What distinguishes Nur al-Idah within the Hanafi tradition is its careful positioning within the school's doctrinal hierarchy. Al-Shurunbulali consistently relied upon the relied-upon positions (mu'tamad) of the Hanafi school as established through the authoritative texts of al-Marghinani, al-Nasafi, and Ibn Nujaym, while presenting these rulings in accessible Arabic prose stripped of the elaborate chain of proofs found in the larger reference works. This made the text an ideal entry point for students before advancing to the more expansive manuals such as al-Hidayah or al-Bahr al-Ra'iq.
The book achieved remarkable influence across the Ottoman world and the broader Muslim East. It was adopted as a core curriculum text in madrasas from Egypt to the Indian subcontinent, and its success prompted al-Shurunbulali himself to compose a full commentary, Maraqi al-Falah, which elucidates the legal reasoning and scholarly disagreements underlying each ruling. Nur al-Idah thus functions as both a standalone legal reference and as the matn (base text) upon which subsequent commentaries and glosses were built.
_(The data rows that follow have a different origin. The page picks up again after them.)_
PR #2417, opened 2026-07-24
feat(app): dismiss the chat keyboard on a fast upward flick

### LINKED ISSUE #2415: feat: dismiss the chat keyboard when flicking the history up
### Prior search

### What's the problem

When I’m typing in a chat on mobile and want to look back at what the agent did earlier, I scroll the history up and the keyboard stays open. The transcript keeps living in the cramped strip above the keyboard, at exactly the moment I need more room to read.

So reading earlier messages takes two gestures instead of one: close the keyboard first, then scroll. Android’s system gesture at least offers a way to close it, but it’s still a detour; on iOS the app gives me no equivalent affordance.

Chat apps generally read “the user started moving through the history” as “the user is reading now, not typing”, and get the keyboard out of the way.

### What would solve it

A fast upward flick over the message history dismisses the keyboard. A slow scroll, or a fast but controlled one, where the finger decelerates before lifting, leaves it up, because that is still someone glancing at context while composing.

Speed at the moment the finger lifts is what separates the two: a flick is released mid-motion, a controlled scroll has already slowed down. Distance is a poor signal, and “any scroll at all” is worse

Suggested scope: iOS and Android only, since web and desktop have no soft keyboard occupying space.
Two things that would need care in whatever implementation:

- On Android the input has to be blurred and the keyboard dismissed. Dismissing alone leaves the keyboard inset applied, so the layout stays shifted with an empty gap where the keyboard was.
- It should not fire when only a hardware keyboard is attached: the composer can be focused with nothing on screen, and blurring there would just stop the user typing.

- **`keyboardDismissMode="on-drag"`**: fires on the first pixel of movement, so the keyboard vanishes when you nudge the list to peek at the previous message. It removes the ability to scroll a little *while* composing.
- **`keyboardDismissMode="interactive"`**: the intended iOS behaviour of the keyboard following the finger, but it misbehaves on an inverted list, which is what the chat history is: the gesture directions come out reversed, so it needs a long deliberate drag and feels janky instead of tracking the finger.
- **`KeyboardGestureArea`** from `react-native-keyboard-controller`, already a dependency, did not resolve the inverted-list jank either.
- **A distance threshold instead of speed**: workable, but it cannot tell a flick from a deliberate fast scroll, so it also fires on gestures where the user clearly intends to keep typing.
- **Leaning on Android's system dismiss, or a tap elsewhere**: still two steps, and there is no iOS equivalent.

See Android
https://github.com/user-attachments/assets/96c628ed-82f4-4b81-bebe-9ea3a7d43466

See IOS
https://github.com/user-attachments/assets/9c1e79c2-f0eb-49e4-a8ba-b6e237bc23ee

nllptrx:
### Linked issue

Closes #2415

### Type of change

- [ ] Bug fix
- [ ] Docs

### What does this PR do

Scrolling the chat history back to read earlier messages left the keyboard up, so the transcript stayed squeezed into the space above it and the keyboard had to be closed by hand first. Two gestures for what should be one.

Now a fast upward flick over the history dismisses it, while a slow, or fast but controlled, read-scroll leaves it alone.

React Native's own `keyboardDismissMode` cannot express that: `"on-drag"` fires on the first pixel and kills the keyboard on any peek-scroll, and `"interactive"` is broken on inverted lists (the gesture directions are reversed, so it needs a long drag and feels janky). The feature therefore classifies the list's existing scroll gesture rather than adding a competing pan recognizer: samples are taken from scroll events, and at release the speed over the drag's final stretch decides. Measuring at release rather than averaging the whole drag is what separates a flick, where the finger lifts mid-motion, from a fast but controlled scroll, which decelerates before the finger lifts.

The feature has one removable home under `agent-stream/scroll-keyboard-dismiss/`:

- `use-scroll-keyboard-dismiss.ts` owns gesture state, the keyboard-presence gate, and the blur/dismiss effect.
- `model.ts` is the pure gesture classifier and owns its sampling/velocity policy.
- `strategy-native.tsx` only constructs the hook and forwards the list's begin, scroll, and end events.

Two timing details worth calling out, both of which were wrong in earlier revisions:

- Timing comes from `nativeEvent.timestamp`, the native gesture time every platform stamps on the payload, not from a clock and not from the synthetic `timeStamp`. The synthetic one reads a differently spelled key, so it silently falls back to the dispatch clock, and with a busy JS thread the callbacks arrive bunched together, which reads a calm scroll as a flick.
- The release offset comes from the end-drag event itself, because the last `onScroll` can be stale by the time a short flick lands.

Dismissal blurs the input *and* dismisses the keyboard, and only runs when a software keyboard actually occupies space. The hook reads the app's existing Reanimated keyboard-shift shared value, whose calculation runs on the UI thread, instead of recalculating keyboard layout in the JavaScript scroll handler. The occupies-space gate matters for hardware keyboards: the composer can be focused with no on-screen keyboard, and blurring there would stop the user typing to dismiss something that was never visible.

On Android, dismissing alone left the input focused with the keyboard inset still applied, so the layout stayed shifted with an empty gap where the keyboard was; blurring alone released focus but left the IME on screen. The paired sequence matches the physical-device behavior verified here.

### How did you verify it

Behaviour on a physical Android device (Xiaomi 24069PC21G, Android 16), Release build, gestures driven with `adb shell input swipe` at fixed durations over 233 dp (480 dpi, so 1 dp = 3 px):

| Gesture | Measured speed | Result |
| --- | --- | --- |
| 1500 ms drag | 0.16 dp/ms | keyboard stays up |
| 400 ms drag | 0.58 dp/ms | keyboard stays up |
| 80 ms flick | 2.9 dp/ms | keyboard dismisses, composer settles at the bottom, no leftover gap |

Screenshots for the three runs are attached below. I also confirmed the Release build regenerated `index.android.bundle` for each run rather than reusing a cached one, and that the earlier "empty gap after dismissal" state does not reproduce.

Unit tests: `npx vitest run src/agent-stream/scroll-keyboard-dismiss/model.test.ts src/hooks/use-keyboard-shift-style.test.ts --project unit --bail=1`, 15 cases pass. They pin the behaviours that broke during development: a slow read-scroll staying below the threshold, a flick crossing it, a fast-but-decelerating drag that would pass on a whole-drag average but not at release, a drag toward newer messages staying negative, the fallback for gestures too short to sample, stepping back a sample when the release lands right after one, delayed and bunched callbacks not becoming a flick, the native timestamp being preferred over the dispatch clock, and the state machine ignoring unmatched scroll events and returning to idle after release.

`npm run typecheck`, `npm run lint`, and `npm run format` all pass at the repo root after rebasing onto current `main`.

See Android

https://github.com/user-attachments/assets/dd7565ce-3375-4332-b257-65285eec4e34

See IOS

https://github.com/user-attachments/assets/031cc8cd-f766-46f7-866f-617b478dfaa1

Not affected, so not tested: web and desktop. `strategy-native.tsx` is the native render strategy only; the web strategy is a separate module.

### Risk surface

Known limitation: the speed is derived from scroll offset, so a flick performed while the offset cannot move, the list already at the oldest edge, or a transcript too short to scroll, is not detected and leaves the keyboard up. On iOS the rubber-band still moves the offset, so in practice this is an Android edge case. Both platforms do expose a native `velocity` on the end-drag payload, so a follow-up could cover it, but the sign and unit conventions differ per platform and need device verification.

The threshold (1.5 points/ms at release) is a single constant, calibrated on one Android device and one iPhone.

### Checklist

- [x] `npm run lint` passes
- [x] `npm run format` ran


boudra (approved):
Reviewed the reshaped implementation and CI follow-up. The feature is isolated behind its hook and pure model, uses the existing keyboard-shift shared value, and the full check matrix is green.

PR #2426, opened 2026-07-25
feat: add sidebar declutter options and a Recently done status group

nikuscs:
### Linked issue

No matching open issue found.

### Type of change

- [ ] Bug fix
- [ ] Docs

### What does this PR do

Adds a few device-local options under Appearance > Sidebar for people who wants a quieter sidebar, plus a new group in the status view.

- Hide diff stats, Hide PR status, Hide New workspace row, and Hide script indicators.
- Compact rows now also tightens the header rows, the Show more toggles, the Pinned header, and the status group headers. Before it only affected project and workspace rows.
- Hide host names stays as it was.
- New Recently done group in the status view, shown right above Done, with a window you pick from a dropdown: Off, 1, 5, 15, 30 min, or 1 hour. Default is Off so nothing changes unless you turn it on.

How the Recently done group works: it borrows rows from Done, it is not a new workspace state. A workspace lands there when it finished inside your window, and it falls back into Done on its own once the window passes. A finished workspace with no known transition time stays in Done rather than being guessed into the group. The clock only ticks while the sidebar is grouped by status and the window is on, and the tick interval scales with the window so an hour long window is not polling every second.

All settings are stored locally on the device, so nothing is sent to the daemon and there is no protocol change.

### How did you verify it

- Toggled every new switch in the web app and confirmed the sidebar updates in both project and status grouping.
- Confirmed hiding the New workspace row still leaves the + on the project row for empty projects.
- Confirmed an old stored settings blob without the new keys loads with the current look.
- Sidebar, settings storage, and i18n coverage: 99 tests passed.
- `npm run typecheck`
- `npm run lint`
- `npm run format`

### Risk surface

Client only. Every new preference defaults to today's behavior, and the Recently done split is off by default. The synthetic group key is kept separate from the workspace status bucket, so status dots and other status consumers are untouched.

### Checklist

- [x] `npm run lint` passes

### UI Preview

CleanShot 2026-07-25 at 11 14 33@2x

CleanShot 2026-07-25 at 11 15 10@2x


nikuscs:
Not planned anymore, maybe soon a plugin. Paseo core is "done" for what we need, so closing to keep things simple on our side.

PR #2429, opened 2026-07-25
feat(app): always show user message timestamp and actions

ABorakati:
### Type of change

- [ ] Bug fix
- [ ] Docs

### What does this PR do

The timestamp on your own messages shared a hover-gated row with the rewind menu and the copy button, so on a wide web/desktop layout none of them appeared until the pointer was over the message.

The row now renders unconditionally - timestamp and both actions together. 

The gate was `hasText && (isCompact || isNative || isHovered)`. `isNative` is iOS/Android only and `isCompact` is a width breakpoint, so on a maximised desktop window (Electron included) neither applies and only `isHovered` could reveal the row.

Revealing the timestamp but keeping the actions on hover was the first attempt, and it looked wrong: the timestamp floated alone against the right edge with an empty gap beside it where the buttons would later appear. Showing the whole row is both better balanced and simpler.

With nothing left to reveal, this removes the `isHovered` state, both pointer handlers, the `opacity`/`pointerEvents` toggle and the `trailingRowHidden`/`trailingRowVisible` styles - a pure deletion (+2/-27). No hover machinery is left behind to imply hover still matters, which `docs/hover.md` warns against.

No behaviour change on native or compact layouts: they already showed the whole row via the `isNative`/`isCompact` fallback.

Blast radius is confined to `UserMessage`. `userMessageStylesheet` is module-local to `message.tsx`, and the only renderer of the component is `agent-stream/view.tsx`; other `UserMessage` matches in the app are type/store references. `isNative` and `useIsCompactFormFactor` both retain other consumers in the file, so no imports are orphaned.

### How did you verify it

Windows 11, desktop Chrome at 1280x720, driving the repo's own Playwright e2e harness against a seeded mock agent and capturing the user bubble with and without hover, on both `upstream/main` and this branch.

| | before (`main`) | after (this PR) |
| --- | --- | --- |
| default | blank strip under the bubble | `11:51 PM` + rewind + copy |
| hovered | `6:44 PM` + rewind + copy | identical to default |

Before, the row was in the DOM but invisible: the element's text content read `Show me the message timestamps.6:44 PM` while rendering blank at `opacity: 0`. After, the hover and no-hover captures are byte-for-byte identical - that is the evidence the gate is gone.

Density and clutter is a potential risk but inspecting the UI with times / actions enabled doesn't look cluttered IMO.

assistant-full-no-hover

Note: on Windows the e2e harness cannot start without #2212 (`test(e2e): make Playwright global-setup start on Windows`), which is still open. I ran against that branch's `global-setup.ts` locally.

### Checklist

- [x] `npm run lint` passes
- [x ] UI changes include screenshots or video for every affected platform - web/desktop (Windows 11)only; native not exercised
- [ ] Tests added or updated where it made sense - pure deletion of UI state with no new logic; `message.tsx` has no component-test harness

### DIFF
--- a/packages/app/src/components/message.tsx
+++ b/packages/app/src/components/message.tsx
@@ -388,12 +388,6 @@ const userMessageStylesheet = StyleSheet.create((theme) => ({
     gap: theme.spacing[2],
     marginTop: theme.spacing[2],
   },
-  trailingRowHidden: {
-    opacity: 0,
-  },
-  trailingRowVisible: {
-    opacity: 1,
-  },
   timestampText: {
     color: theme.colors.foregroundMuted,
     fontSize: STREAM_METADATA_FONT_SIZE,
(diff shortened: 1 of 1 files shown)


ABorakati:
Superseded by #3044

From the perspective of Ahl us-Sunnah wal-Jama'ah, Nur al-Idah represents a model of classical legal transmission: rooted in the Quran and authenticated Sunnah as interpreted through the methodology of Imam Abu Hanifa and his companions, and refined over centuries of scholarly deliberation. Students approaching the text today benefit from its clarity, its respect for the school's internal hierarchy of legal opinion, and its demonstration that rigorous fiqh need not be inaccessible — that sound Islamic practice can be learned, internalized, and transmitted across generations through patient study of authoritative, time-tested works.